Attack on Salman Rushdie highlights ‘dangerous trend’ of free speech ‘hostility’ and violence in America

The attack on Salman Rushdie by an assailant who was not even alive when the Ayatollah Khomeini of Iran issued a fatwa against the author’s life is indicative of two dangerous political trends in America: “the growing hostility to free speech and the legitimation of violence as an acceptable form of political protest.”

According to Fox News contributor Judith Miller, “while antipathy to free speech and the endorsement of violence against political opponents may be a hallmark of secular autocracies and authoritarian theocracies like Iran, their growing resurgence among both conservatives and liberals in the U.S. is particularly ominous.”

 

Miller points to an increasing number of attempts to remove certain books from school curriculums and public libraries as evidence of her claim.

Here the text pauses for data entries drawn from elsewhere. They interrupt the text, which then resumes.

PR #969, opened 2021-04-19
manifests: Move CLHM's `motdgen` package to `user-experience`

kelvinfan001:
So all of console-login-helper-messages' packages are in one place.


kelvinfan001:
I'm not sure if this was intentional, but I noticed that CLHM's `motdgen` package is in the `fedora-coreos-base.yaml` manifest, instead of in `user-experience.yaml`, where the rest of the CLHM packages are. If `motdgen` was intentionally placed in `fedora-coreos-base.yaml`, we can close this PR.

PR #972, opened 2021-04-20
fedora-coreos-base: skip the script to disable module repos if no files match

vrutkovs:
Setting nullglob makes the repos skip passing "/etc/yum.repos.d/*modular.repo" to sed if no matching files found.

See error message in https://cirrus-ci.com/task/6296878716289024 - bash passes `/etc/yum.repos.d/*modular.repo` as is if no files match

### DIFF
--- a/manifests/fedora-coreos-base.yaml
+++ b/manifests/fedora-coreos-base.yaml
@@ -55,6 +55,7 @@ postprocess:
   - |
     #!/usr/bin/env bash
     set -xeuo pipefail
+    shopt -s nullglob
     for x in /etc/yum.repos.d/*modular.repo; do
       sed -i -e 's,enabled=[01],enabled=0,' ${x}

“While challenges of LGBTQ books by conservative groups account for a third of all recent attempted bans, left-wing activists and organizations have also lobbied to remove books, courses, and speakers from school curriculums and college campuses,” she writes.

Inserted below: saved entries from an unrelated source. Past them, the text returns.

PR #975, opened 2021-04-22
Move comments in systemd services to own line

andymcc:
Comments in systemd services at the end of lines cause unnecessary
warning messges:

Failed to add dependency on on, ignoring: Invalid argument
Failed to add dependency on dracut, ignoring: Invalid argument
Failed to add dependency on 053+, ignoring: Invalid argument

The services would still start so this is a cosmetic change only.


jlebon (approved):
Nice catch, thanks!

PR #976, opened 2021-04-22
[next-devel] overrides: Fast-track dracut-053-4.fc34

dustymabe:
It has some upstream changes we'd like.
https://src.fedoraproject.org/rpms/dracut/pull-request/13


dustymabe:
requires #977

jlebon (approved):
Nice, didn't realize we'd get it so fast!

PR #2662, opened 2023-10-09
[next] tree: promote changes from next-devel at c0a0942643a347627b65252e2ce188eb368cc422

coreosbot-releng:
Triggered by @c4rt0 in https://github.com/coreos/fedora-coreos-streams/issues/783.


c4rt0 (approved):
LGTM

PR #2664, opened 2023-10-09
[stable] update glibc for CVE-2023-4911

c4rt0:
This stable release is an out-of-band release for a specific reason (the glibc CVE).
We won't do a normal promotion, as we only want one package to change.
What we need to do is to revert the previous commit and fast-track the glibc update.

See: https://github.com/coreos/fedora-coreos-streams/issues/778


manifest-lock.overrides.yaml
```diff
@@ -9,6 +9,17 @@
 # for FCOS-specific packages (ignition, afterburn, etc.).
 
 packages:
+<<<<<<< HEAD
```
dustymabe:
```suggestion
```

manifest-lock.overrides.yaml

And, she states, an increasing number of students believe it’s fine to use violence to silence someone.

“According to the most recent annual survey conducted by FIRE, the Foundation for Individual Rights in Expression, two-thirds of students said it was ‘acceptable’ to shout down speakers on campus, up four percentage points from 2020,” she reports. “Almost one fourth said it was acceptable to use violence to stop someone from speaking, up 5 percentage points in 2020.”

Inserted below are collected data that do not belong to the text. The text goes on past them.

PR #2666, opened 2023-10-10
ci/buildroot: fixes to make `fcos-buildroot` image buildable on all arches

jlebon:
Part of adding multi-arch support to CoreOS CI.
See individual commits.


ci/buildroot/install-buildroot.sh
```diff
@@ -19,7 +19,14 @@ echo "${deps}" | xargs dnf -y install
...
 brs=$(grep -v '^#' "${dn}"/buildroot-buildreqs.txt)
-echo "${brs}" | xargs dnf -y builddep
+(cd "${tmpd}" && mkdir rpmbuild
+ echo "${brs}" | xargs dnf download --source
+ # rebuild the SRPM for this arch; see
+ # https://bugzilla.redhat.com/show_bug.cgi?id=1402784#c6
+ find . -name '*.src.rpm' -print0 | xargs -0n 1 rpmbuild -rs --nodeps \
+    -D "%_topdir $PWD/rpmbuild" -D "%_tmppath %{_topdir}/tmp"
+ dnf builddep -y rpmbuild/SRPMS/*.src.rpm)
+rm -rf "${tmpd:?}"/*
```
dustymabe, line 29: this shouldn't be needed because of line 7 (i.e. it will get cleaned up when this script exists anyway?

ci/buildroot/install-buildroot.sh
```diff
@@ -19,7 +19,14 @@ echo "${deps}" | xargs dnf -y install
...
 echo "Installing build dependencies of primary packages"
 brs=$(grep -v '^#' "${dn}"/buildroot-buildreqs.txt)
-echo "${brs}" | xargs dnf -y builddep
+(cd "${tmpd}" && mkdir rpmbuild
+ echo "${brs}" | xargs dnf download --source
+ # rebuild the SRPM for this arch; see
+ # https://bugzilla.redhat.com/show_bug.cgi?id=1402784#c6
+ find . -name '*.src.rpm' -print0 | xargs -0n 1 rpmbuild -rs --nodeps \
+    -D "%_topdir $PWD/rpmbuild" -D "%_tmppath %{_topdir}/tmp"
+ dnf builddep -y rpmbuild/SRPMS/*.src.rpm)
```
dustymabe, line 28: this is ugly, but I guess necessary. I guess the only way to fix this in the future would be to have source repos be arch specific too and build an SRPM for each arch?

dustymabe (approved):

ci/buildroot/install-buildroot.sh
jlebon: The directory gets reused below. It follows the same pattern of emptying out before the next step as those too.

dustymabe: ahh - ok

ci/buildroot/install-buildroot.sh
jlebon: Right, yeah. But I guess that comes with more overhead too so maybe it's not worth it. Another approach is to make `dnf builddep` smarter to handle some of this underneath (maybe not create a temporary SRPM, but unpacking the SRPM and pointing at the spec file seems more realistic).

Cancel culture has claimed the reputations of liberal talk show host Ellen DeGeneres and author J.K. Rowling, Miller continues, and, “academia’s growing assaults on free speech have been particularly egregious.”

 

The very people who should be most vocal in their support of free speech — writers — “have often failed to defend it,” Miller states, citing a quote from free speech advocate Bari Weiss.

“We live in a culture in which many of the most celebrated people…believe that words are violence,” Weiss wrote on Substack. “In this, they have much in common with Iranian Ayatollah Ruhollah Khomeini.”

“If words have become the equivalent of violence,” writes Miller, “violence, itself, has increasingly become legitimized as a form of protest.”

In the wake of Jan. 6, 2021, University of California, Davis, researchers revealed that “20.5% of the 8,620 people surveyed said that political violence was sometimes justifiable to achieve a specific objective,” Miller writes. “Over 42% agreed that ‘having a strong leader for America is more important than having a democracy.'”

And while Miller points to the convicted Capitol rioters and the alleged belief of some “that violence was justified by a ‘stolen’ election,” she stresses that the trend toward normalizing violence as an acceptable part of protesting is coming from both sides of the political aisle.

 

“Some left-wing activists and liberal commentators have also abandoned their commitment to peaceful protest. While the vast majority of protests in the wake of the heinous killing of George Floyd were peaceful, what people tend to remember is the rioting, looting, and $1-$2 billion in damages to government buildings and businesses, many minority-owned, in Minneapolis, Seattle, and New York – and the muted criticism of such violence,” she states.

“While possibly gratifying in the short term,” Miller adds, “such violence has often proved counterproductive in promoting positive change.”